B. Bitwise Exclusive-OR Sequence
time limit per test
10.0 s
memory limit per test
512 megabytes
input
standard input
output
standard output

AAA has a nonnegative integer sequence $$$a_1,a_2,\ldots,a_n$$$ with $$$m$$$ constraints, each of which is described as $$$a_u \oplus a_v = w$$$, where $$$\oplus$$$ denotes the bitwise exclusive-OR operation.

More precisely, the bitwise exclusive-OR operation is a binary operation which is equivalent to applying logical exclusive-OR to every pair of bits located on the same positions in binary notation of operands. In other words, a binary digit of the result is equal to $$$1$$$ if and only if bits on the respective positions in the operands are different.
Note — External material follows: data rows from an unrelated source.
PR #10947, opened 2024-09-23
test(pkg): reproduce not finding the patch file (`dune fmt`)

moyodiallo:
It reproduce https://github.com/ocaml/dune/issues/10903.

Issue #10903, opened 2024-09-11
Race condition building project with package management


gridbugs:
Sometimes when building a project with package management I see this error:
```
    Building ocaml-base-compiler.5.2.0  
    Building ocaml-config.3      
    Building base-unix.base      
    Building ocaml.5.2.0         
    Building seq.base              
    Building ocamlfind.1.9.6+dune  
Error:                             
_build/.sandbox/bed9cbdb5ceececaf0c3aaddc1db1624/_private/default/.dev-tool/odoc/ocamlfind/source/0001-Harden-test-for-OCaml-5.patch:
No such file or directory
-> required by _build/_private/default/.dev-tool/odoc/ocamlfind/target/cookie
-> required by - package topkg
-> required by - package astring
-> required by - package odoc
    Building ocamlbuild.0.15.0+dune
```

I've seen this on a range of projects, but so far I've only seen it on this specific patch from ocamlfind's package. I don't have a reliable reproduction case yet. It happens very infrequently, and the project always builds as expected when I rerun the command.

moyodiallo:
> This is not linked to race condition. I've tried to print the file path, running `dune fmt`. I assume you're testing with #10647. It seems the problem is coming from there.
> 
> It prints: `extra_files: _build/_private/default/.pkg/ocamlfind/source/0001-Harden-test-for-OCaml-5.patch`
> 
> instead of `.dev-tool` it is copying inside `.pkg`.

My bad, this is not true.

moyodiallo:
I noticed every time you do an initial `dune fmt` the error appears and after that any time you try to rebuild  without cleaning(removing the dev-tool locks), it's works.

For example, if $$$X = 109_{10} = 1101101_{2}$$$ and $$$Y = 41_{10} = 101001_{2}$$$, then $$$X \oplus Y = 1000100_{2} = 68_{10}$$$.

Now AAA wants to find out the minimum sum of all the elements in the sequence, or determine that the sequence meets all the constraints does not exist.

Input

The first line contains two integers $$$n$$$ $$$(1 \le n \le 10^5)$$$ and $$$m$$$ $$$(0 \le m \le 2 \times 10^5)$$$, denoting the length of sequence and the number of conditions.
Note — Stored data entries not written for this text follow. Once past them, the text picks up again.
PR #10952, opened 2024-09-24
refactor(pkg test): Avoid `gzip` on tarballs

Leonidas-from-XIV:
This avoids gzipping the tarballs that are created to test end to end functionality. Compressing and decompressing them takes time for minimal space saving so this PR just removes it.

It retains the compression in the tarballs test, to make sure compressed tarballs continue to work.

### DIFF
--- a/test/blackbox-tests/test-cases/pkg/depexts/error-message.t
+++ b/test/blackbox-tests/test-cases/pkg/depexts/error-message.t
@@ -8,7 +8,7 @@ Make a library that would fail when building it:
   $ mkdir foo
   $ cat > foo/dune-project <<EOF
   > EOF
-  $ tar -czf foo.tar.gz foo
+  $ tar cf foo.tar foo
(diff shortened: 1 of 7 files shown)


doc/dune.inc
```diff
@@ -269,6 +269,15 @@
...
 
+(rule
+ (with-stdout-to dune-tools.1
+  (run dune tools --help=groff)))
+
+(install
+ (section man)
+ (package dune)
+ (files   dune-tools.1))
+
```
moyodiallo, line 280:
```suggestion
```

This seems to be added by mistake.

moyodiallo (approved):
LGTM, just one thing about `doc/dune.inc` that added by mistake.

doc/dune.inc
Leonidas-from-XIV: Indeed a mistake; thanks, I've removed it.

The follow $$$m$$$ lines, each of which contains three integers $$$u$$$, $$$v$$$ $$$(1 \le u, v \le n)$$$ and $$$w$$$ $$$(0 \le w < 2^{30})$$$, indicating a constraint that $$$a_u \oplus a_v = w$$$.

Output

Output a line containing a single integer, indicating the minimum sum of all the elements in the sequence or $$$-1$$$ if the sequence meets all the constraints does not exist.

Examples
Input
3 2
1 2 1
2 3 1
Output
1
Input
3 3
1 2 1
2 3 1
1 3 1
Output
-1
Note

In the first sample case, the sequence $$$[a_1,a_2,a_3]=[0,1,0]$$$ meets all the constraints and has the minimum sum of all the elements.